- _WORK REQUEST_
Please show every line from the entries that carries the word "Representing".

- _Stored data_

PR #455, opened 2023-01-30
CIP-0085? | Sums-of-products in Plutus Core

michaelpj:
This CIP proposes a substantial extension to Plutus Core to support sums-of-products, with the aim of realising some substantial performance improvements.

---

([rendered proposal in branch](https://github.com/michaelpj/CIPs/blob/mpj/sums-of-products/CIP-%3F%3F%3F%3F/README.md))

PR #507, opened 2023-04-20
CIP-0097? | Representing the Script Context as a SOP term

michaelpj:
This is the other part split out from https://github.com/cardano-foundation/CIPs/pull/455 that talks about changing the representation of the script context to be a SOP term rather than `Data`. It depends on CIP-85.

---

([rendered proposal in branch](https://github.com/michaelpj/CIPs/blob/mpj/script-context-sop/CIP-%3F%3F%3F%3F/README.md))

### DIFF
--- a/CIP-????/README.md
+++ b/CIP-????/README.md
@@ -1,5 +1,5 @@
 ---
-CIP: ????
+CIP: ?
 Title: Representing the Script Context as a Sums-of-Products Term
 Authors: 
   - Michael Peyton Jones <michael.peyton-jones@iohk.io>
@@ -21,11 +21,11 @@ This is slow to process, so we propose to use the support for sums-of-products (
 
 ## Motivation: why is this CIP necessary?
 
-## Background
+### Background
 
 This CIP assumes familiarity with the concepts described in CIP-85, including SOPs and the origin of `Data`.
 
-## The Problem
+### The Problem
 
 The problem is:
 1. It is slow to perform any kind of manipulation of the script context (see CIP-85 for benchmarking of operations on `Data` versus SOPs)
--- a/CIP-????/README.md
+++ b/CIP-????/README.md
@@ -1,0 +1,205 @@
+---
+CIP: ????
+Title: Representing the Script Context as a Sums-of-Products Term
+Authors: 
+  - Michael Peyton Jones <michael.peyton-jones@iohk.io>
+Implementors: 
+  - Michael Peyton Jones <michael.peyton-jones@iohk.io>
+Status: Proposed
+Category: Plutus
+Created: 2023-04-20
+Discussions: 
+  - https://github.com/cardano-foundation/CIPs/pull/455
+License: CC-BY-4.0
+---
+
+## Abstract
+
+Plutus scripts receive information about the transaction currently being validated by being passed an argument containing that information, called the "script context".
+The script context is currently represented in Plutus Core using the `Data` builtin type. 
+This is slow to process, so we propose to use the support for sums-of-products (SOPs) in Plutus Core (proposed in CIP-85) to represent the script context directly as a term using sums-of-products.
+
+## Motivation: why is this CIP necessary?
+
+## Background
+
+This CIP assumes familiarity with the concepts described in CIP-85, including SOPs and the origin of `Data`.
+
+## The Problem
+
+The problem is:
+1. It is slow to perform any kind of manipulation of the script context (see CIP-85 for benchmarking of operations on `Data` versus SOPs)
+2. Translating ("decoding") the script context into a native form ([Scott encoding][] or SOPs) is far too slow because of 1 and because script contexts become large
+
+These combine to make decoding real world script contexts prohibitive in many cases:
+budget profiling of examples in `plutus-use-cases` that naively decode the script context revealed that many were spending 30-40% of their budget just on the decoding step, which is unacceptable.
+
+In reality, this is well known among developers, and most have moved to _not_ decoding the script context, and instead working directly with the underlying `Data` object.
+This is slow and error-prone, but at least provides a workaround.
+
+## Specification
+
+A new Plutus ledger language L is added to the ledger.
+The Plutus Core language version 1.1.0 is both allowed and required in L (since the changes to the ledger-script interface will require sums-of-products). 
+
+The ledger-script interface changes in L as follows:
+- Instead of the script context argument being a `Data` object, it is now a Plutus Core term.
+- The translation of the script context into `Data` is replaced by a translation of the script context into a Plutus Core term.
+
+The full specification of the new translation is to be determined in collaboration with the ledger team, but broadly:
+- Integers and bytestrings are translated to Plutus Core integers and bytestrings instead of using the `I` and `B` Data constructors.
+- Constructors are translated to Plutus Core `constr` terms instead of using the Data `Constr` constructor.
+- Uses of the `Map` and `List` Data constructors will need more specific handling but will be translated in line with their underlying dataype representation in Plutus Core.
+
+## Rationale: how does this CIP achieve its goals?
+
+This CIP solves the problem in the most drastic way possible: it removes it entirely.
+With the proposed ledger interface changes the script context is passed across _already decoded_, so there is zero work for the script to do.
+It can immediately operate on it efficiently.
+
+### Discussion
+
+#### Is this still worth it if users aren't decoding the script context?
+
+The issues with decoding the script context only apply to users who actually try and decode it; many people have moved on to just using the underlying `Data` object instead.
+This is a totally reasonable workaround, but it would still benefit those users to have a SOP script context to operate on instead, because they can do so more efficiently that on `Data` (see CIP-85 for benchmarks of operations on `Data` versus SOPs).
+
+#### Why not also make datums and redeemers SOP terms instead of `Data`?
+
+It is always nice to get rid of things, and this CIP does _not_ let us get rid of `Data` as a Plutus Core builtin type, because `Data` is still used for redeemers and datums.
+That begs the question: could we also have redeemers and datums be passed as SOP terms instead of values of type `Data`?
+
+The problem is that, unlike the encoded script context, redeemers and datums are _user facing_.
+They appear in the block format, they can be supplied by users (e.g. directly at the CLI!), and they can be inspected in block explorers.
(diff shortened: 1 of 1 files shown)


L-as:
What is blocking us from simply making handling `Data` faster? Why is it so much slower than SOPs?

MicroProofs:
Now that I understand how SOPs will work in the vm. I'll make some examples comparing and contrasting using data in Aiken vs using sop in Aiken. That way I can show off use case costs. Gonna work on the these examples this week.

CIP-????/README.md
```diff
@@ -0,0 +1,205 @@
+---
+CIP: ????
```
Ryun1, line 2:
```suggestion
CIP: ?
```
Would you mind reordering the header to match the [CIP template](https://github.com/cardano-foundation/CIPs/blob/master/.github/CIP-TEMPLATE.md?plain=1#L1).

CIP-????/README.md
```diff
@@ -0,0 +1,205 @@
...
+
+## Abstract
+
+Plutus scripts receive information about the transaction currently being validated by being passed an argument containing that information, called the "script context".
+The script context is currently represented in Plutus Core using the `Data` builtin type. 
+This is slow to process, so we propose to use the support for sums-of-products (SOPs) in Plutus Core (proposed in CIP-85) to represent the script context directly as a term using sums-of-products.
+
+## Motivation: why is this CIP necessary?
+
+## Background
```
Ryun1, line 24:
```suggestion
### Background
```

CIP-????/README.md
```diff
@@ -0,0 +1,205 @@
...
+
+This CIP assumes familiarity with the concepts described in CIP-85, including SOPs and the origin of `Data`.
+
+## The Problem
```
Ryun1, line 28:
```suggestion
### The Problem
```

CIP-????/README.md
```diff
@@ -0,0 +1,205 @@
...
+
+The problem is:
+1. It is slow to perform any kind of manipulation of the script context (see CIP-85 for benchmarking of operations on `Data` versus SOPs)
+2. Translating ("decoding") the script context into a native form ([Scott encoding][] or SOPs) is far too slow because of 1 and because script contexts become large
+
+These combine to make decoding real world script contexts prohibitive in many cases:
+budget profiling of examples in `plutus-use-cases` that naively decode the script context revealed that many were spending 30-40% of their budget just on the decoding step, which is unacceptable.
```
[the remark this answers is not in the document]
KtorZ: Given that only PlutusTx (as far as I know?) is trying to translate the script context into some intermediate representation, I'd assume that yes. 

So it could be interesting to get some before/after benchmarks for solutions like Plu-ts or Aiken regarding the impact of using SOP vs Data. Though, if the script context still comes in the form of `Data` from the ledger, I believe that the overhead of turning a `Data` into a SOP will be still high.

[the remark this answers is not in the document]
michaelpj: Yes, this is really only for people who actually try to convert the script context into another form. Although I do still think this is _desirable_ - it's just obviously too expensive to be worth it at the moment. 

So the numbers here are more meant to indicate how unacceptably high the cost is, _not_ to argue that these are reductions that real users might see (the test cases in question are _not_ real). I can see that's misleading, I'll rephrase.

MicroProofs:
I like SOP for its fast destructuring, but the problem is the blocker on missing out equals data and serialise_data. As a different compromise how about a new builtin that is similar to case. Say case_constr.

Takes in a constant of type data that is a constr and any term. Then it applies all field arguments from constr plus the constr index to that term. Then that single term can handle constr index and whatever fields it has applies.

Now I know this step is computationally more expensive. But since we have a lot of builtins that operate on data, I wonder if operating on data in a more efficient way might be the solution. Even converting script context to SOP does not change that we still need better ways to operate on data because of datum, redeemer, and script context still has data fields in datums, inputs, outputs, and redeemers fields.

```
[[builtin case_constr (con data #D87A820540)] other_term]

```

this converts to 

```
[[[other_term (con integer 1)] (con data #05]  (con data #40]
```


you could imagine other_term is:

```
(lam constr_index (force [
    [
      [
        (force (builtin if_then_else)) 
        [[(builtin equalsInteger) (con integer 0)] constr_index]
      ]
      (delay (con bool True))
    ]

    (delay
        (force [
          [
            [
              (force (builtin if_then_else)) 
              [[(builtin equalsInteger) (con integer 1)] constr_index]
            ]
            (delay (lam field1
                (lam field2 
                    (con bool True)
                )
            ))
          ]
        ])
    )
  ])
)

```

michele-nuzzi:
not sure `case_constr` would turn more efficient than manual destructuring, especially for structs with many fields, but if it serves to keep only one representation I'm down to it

- _RESULT BELOW_
CIP-0097? | Representing the Script Context as a SOP term
 Title: Representing the Script Context as a Sums-of-Products Term
+Title: Representing the Script Context as a Sums-of-Products Term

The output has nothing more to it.